Task item: Would you please output the data exactly, omitting no line?

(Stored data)
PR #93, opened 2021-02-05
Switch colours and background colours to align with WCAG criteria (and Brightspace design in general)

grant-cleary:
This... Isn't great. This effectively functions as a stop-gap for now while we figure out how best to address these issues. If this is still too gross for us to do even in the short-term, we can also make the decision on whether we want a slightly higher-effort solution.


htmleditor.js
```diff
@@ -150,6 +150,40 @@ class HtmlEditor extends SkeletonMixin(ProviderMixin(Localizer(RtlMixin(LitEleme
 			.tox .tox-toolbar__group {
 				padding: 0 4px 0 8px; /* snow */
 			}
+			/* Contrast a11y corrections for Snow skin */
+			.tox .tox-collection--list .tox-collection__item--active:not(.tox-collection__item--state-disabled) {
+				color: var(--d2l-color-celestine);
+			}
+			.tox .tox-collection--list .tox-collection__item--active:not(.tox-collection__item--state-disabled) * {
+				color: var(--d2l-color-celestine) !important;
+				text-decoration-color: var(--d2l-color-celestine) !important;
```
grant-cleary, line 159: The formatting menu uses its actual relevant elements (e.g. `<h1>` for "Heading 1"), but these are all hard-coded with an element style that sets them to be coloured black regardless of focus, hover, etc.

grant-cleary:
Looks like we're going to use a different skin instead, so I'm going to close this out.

Solution to this exercise:
PR #93, opened 2021-02-05
Switch colours and background colours to align with WCAG criteria (and Brightspace design in general)

grant-cleary:
This... Isn't great. This effectively functions as a stop-gap for now while we figure out how best to address these issues. If this is still too gross for us to do even in the short-term, we can also make the decision on whether we want a slightly higher-effort solution.


htmleditor.js
```diff
@@ -150,6 +150,40 @@ class HtmlEditor extends SkeletonMixin(ProviderMixin(Localizer(RtlMixin(LitEleme
 			.tox .tox-toolbar__group {
 				padding: 0 4px 0 8px; /* snow */
 			}
+			/* Contrast a11y corrections for Snow skin */
+			.tox .tox-collection--list .tox-collection__item--active:not(.tox-collection__item--state-disabled) {
+				color: var(--d2l-color-celestine);
+			}
+			.tox .tox-collection--list .tox-collection__item--active:not(.tox-collection__item--state-disabled) * {
+				color: var(--d2l-color-celestine) !important;
+				text-decoration-color: var(--d2l-color-celestine) !important;
```
grant-cleary, line 159: The formatting menu uses its actual relevant elements (e.g. `<h1>` for "Heading 1"), but these are all hard-coded with an element style that sets them to be coloured black regardless of focus, hover, etc.

grant-cleary:
Looks like we're going to use a different skin instead, so I'm going to close this out.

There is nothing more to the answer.